No C# expert here, but I just read really quickly regarding reference and value types in C# and it seems to me you would be much better off by using classes, since they are reference types. So your nodes/tiles would be a class. And, you would basically have some number of references to the surrounding neighbours. In this case, you would use much less memory than using structs if I understand things correctly..
In the node class I have the maximum amount of neighbours allocated to a node array:
private GraphNode[] neighbours = new GraphNode[26];
public GraphNode[] Neighbours { get { return neighbours; } }
Now if I create two nodes and the second node to the neighbours of the first node:
GraphNode node = new GraphNode(this, Vector3.Zero); GraphNode node2 = new GraphNode(this, Vector3.One); node.Neighbours[0] = node2;
then it doesn't appear to reference that node as:
node2 = null;
doesn't make the node.Neighbours[0] = null.
I think I understand. And, no it shouldn't. node.Neighbours[0] is a reference and node2 is a reference, but they both point to the same thing which is a GraphNode containing Vector3.One.
Now, node.Neighbours[0] = null just kills the reference, not the actual object. BUT, if you change the information inside the object:
node2.vector.x ++; And then
print node.Neighbours[0].vector.x;
Then you will see the change.
You may should read this: http://www.albahari.com/valuevsreftypes.aspx
Regarding nodes and edges... think the board game Risk. If I were to ask you which countries were connected, you could tell me despite the varied geometry. Now just replace the countries with dots, and draw one line over each border. You now have a waypoint graph.
BTW, for more on generic graphs of this sort, see "Graph Theory" on Wikipedia and elsewhere.
I understand what you mean by points and connecting lines. This is my approach using that idea:
1) In the case of full 3D movement and diagonals I have checked my map and created a node at equally spaced distances where there is no geometry. [The points] 2) Using the code below I then check each node for neighbours and add them to the neighbours array at the specific index if they exists. [The connect line between points]
The code has been snipped but the idea is the same for all subsequent neighbour checks:
// Check all neighbours for (int x = 0; x < depth; ++x) { for (int y = 0; y < height; ++y) { for (int z = 0; z < width; ++z) { int index = x * width * height + y * width + z; int neighbourIndex;
// Check for neighbouring nodes if (nodes[index] != null) { // Array indices int xIndex; int yIndex; int zIndex;
// [Left, Top, Far] // XNA: -X, +Y, -Z // Array: -X, +Y, -Z xIndex = x - 1; yIndex = y + 1; zIndex = z - 1;
Ok... so let me get this straight.
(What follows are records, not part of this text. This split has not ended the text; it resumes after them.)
Issue #497, opened 2017-07-12
[Travis] aborted builds (10m without output)


cpascual:
We are lately seeing many spurious failures in travis where a test gets stuck (maybe an event lost?).
These are gone when retrying.

I open this issue to keep a record of these (the history is lost when restarting the build).
I propose to log them here in comments in order to find patterns.

cpascual:
See: https://travis-ci.org/taurus-org/taurus/builds

At least the following builds have failed (although they may now be ok due to manually triggered rebuids):
270.2 , 273.2 276.2, 282.2, 284.2

Note that it is always the test on the debian9 docker (the ".2")

The test in which it fails varies, but it seems to be in taurus.core.tango.test.test_tangoattribute.AttributeTestCase  (although this may just be a coincidence due to timing)

A typical log in case of error ends as:
```
test_write_read_conf (taurus.core.tango.test.test_tangoattribute.AttributeTestCase)

Testing write_read_conf(expected=[<Quantity(100, 'dimensionless')>, <Quantity(300, 'dimensionless')>], cfg='alarms', attr_name='short_scalar_nu', value=[100, 300]) ... 

No output has been received in the last 10m0s, this potentially indicates a stalled build or something wrong with the build itself.

Check the details on how to adjust your build configuration on: https://docs.travis-ci.com/user/common-build-problems/#Build-times-out-because-no-output-was-received

The build has been terminated
```

cpascual:
I wonder if it may be that Travis only considers "stdout" for output and maybe the test suite is using stderr... (or something like this). To check it we could try to redirect the output when calling testsuite...

reszelaz:
I have observed something very similar with the sardanatestsuite. At some point, after numerous subscription & unsubscription to the tango attributes, the events stops arriving to the tests. This is 100% reproducible with the sardanatestsuite on Debian9 with the standard distribution packages. I have investigated it a little bit. For example, the events are correctly emitted by the server - another client running in parallel to the tests receives them. But finally I had to stop the investigation due to the lack of time....

In sardana we don't suffer it yet at Travis cause the sardanatestsuite docker image is still based on the Debian8.

cpascual:
It seems to me that, after a period when this happened a lot, it is not happening anymore (or at least it happens much less often).

Maybe it is related with the changes in Travis infrastructure related to #601 ...

[...]

PR #556, opened 2017-08-24
Relax spyder dependency

cpascual:
Installing spyder>=3 can be a problem in older systems (e.g. debian 8)
because it forces many dependencies (e.g. ipython>4) which may not be
wanted. On the other hand, spyder is only needed for taurus.qt.editor.

Allow importing taurus.qt.editor even if spyder is not installed.
In that case, return a dummy widget and log a warning. 
Also make the extras_requires target for spyder more specific.

This will fix the errors seen in the travis builds since #554 was merged.

### DIFF
--- a/lib/taurus/qt/qtgui/editor/__init__.py
+++ b/lib/taurus/qt/qtgui/editor/__init__.py
@@ -30,11 +30,7 @@ __docformat__ = 'restructuredtext'
 try:
    from .tauruseditor import *
 except Exception as e:
-   from taurus.qt.qtgui.display import create_fallback as __create
-   TaurusBaseEditor = __create("TaurusBaseEditor")
    from taurus import warning, debug
-   warning('Problem with taurus.qt.editor.\n'
-           ' A dummy TaurusBaseEditor will be used\n' +
-           ' (maybe you do not have spyder >=3 ?). ')
+   warning('Problem with taurus.qt.editor (hint: is spyder >=3 installed?)')
    debug('%r', e)
 
--- a/lib/taurus/qt/qtgui/editor/__init__.py
+++ b/lib/taurus/qt/qtgui/editor/__init__.py
@@ -27,10 +27,14 @@
 
 __docformat__ = 'restructuredtext'
 
-from .tauruseditor import *
+try:
+   from .tauruseditor import *
+except Exception as e:
+   from taurus.qt.qtgui.display import create_fallback as __create
+   TaurusBaseEditor = __create("TaurusBaseEditor")
+   from taurus import warning, debug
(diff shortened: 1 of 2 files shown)


cpascual:
The tests are passing now (*) for all distros (jessie, stretch, buster).
@taurus-org/integrators : so could some @taurus-org/integrators check if this solution is acceptable and if so integrate it? 

(*) Note: actually, it took **many** (>5) rebuilds to get the [Travis build for stretch](https://travis-ci.org/taurus-org/taurus/jobs/267900804) . For some reason it was either affected by #497 or some similar spurious failures (sometimes related to CORBA timeouts, but on other occasions I have the impression that the problems were directly caused by a Travis bug ...)

cmft:
I try this but it does not work when spyder 3 is not installed.

```
import sys
from taurus.qt.qtgui.editor import TaurusBaseEditor

def demo():
        w = TaurusBaseEditor()
        w.resize(900, 800)
        w.show()
        w.load(__file__)
        return w

if __name__ == "__main__":
        app = TaurusApplication()
        w = demo()
        sys.exit(app.exec_())
```

cpascual:
> I try this but it does not work when spyder 3 is not installed.
> ...
> w.load(__file__)

Yes, but that is expected. The dummy is quite dummy ;)
The purpose is just to avoid exceptions when importing the module or initializing the TaurusBaseEditor class or using it as a placeholder in TaurusDesigner. Other than that I expect it to fail.

Of course it could be improved (e.g. by subclassing from MagickMock) but I feel that it is not wrth going into such lengths.

cmft:
> Yes, but that is expected. The dummy is quite dummy ;)

You're right. I did a test without loading, and it works. 

But during the test I saw that the dummy widget does not add nothing, 
so I believe that warning message is enough and avoid to create it (I will remove these lines)

``` 
+   from taurus.qt.qtgui.display import create_fallback as __create
+   TaurusBaseEditor = __create("TaurusBaseEditor")
```
After these changes the PR can be integrated.

cpascual:
> But during the test I saw that the dummy widget does not add anything,
> so I believe that warning message is enough and avoid to create it (I would remove these lines)
> 
> +   from taurus.qt.qtgui.display import create_fallback as __create
> +   TaurusBaseEditor = __create("TaurusBaseEditor")
>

The player can be in an arbitrary point in space and all you want to do is detect which fixed point node is closest to his arbitrary location?
Ok... so let me get this straight. The player can be in an arbitrary point in space and all you want to do is detect which fixed point node is closest to his arbitrary location?
I have used a nearest neighbour algorithm with an octree to do that.
I then wanted to know how I could find the neighbouring nodes from the nearest neighbour, that's when topic went towards storing references to the neighbours in each node and using them. I have now done that using the algorithm shown in my previous post which is linked to your suggestion to graph theory.
Is there anything I have done incorrectly or inefficiently?
Is your geometry dense (i.e. usually most of the 26 possible connections are used) or sparse (i.e. usually only a few connections are used)? In the sparse case, you should be using a list of neighboring node IDs/references instead of storing an array. For the dense case, why not just use a true cubic map with bit flags controlling which connections are available? I.e. use one bit out of 26 possible bits for each connection; if the bit is set, the connection is valid, otherwise there is no link. This can be stored compactly in a single 32-bit integer for maximum efficiency on current hardware.
For the dense case, why not just use a true cubic map with bit flags controlling which connections are available?
I understand bit fields/bit flags but how would they work in this case? Would I have to create a cube map of nodes and include null nodes in that map as the levels will not always be cubic?
My current way is to index the node's neighbours in an order that defines which ones to ignore depending on the movement type (diagonal nodes are odd numbered). This helps speed up A* path finding calculations.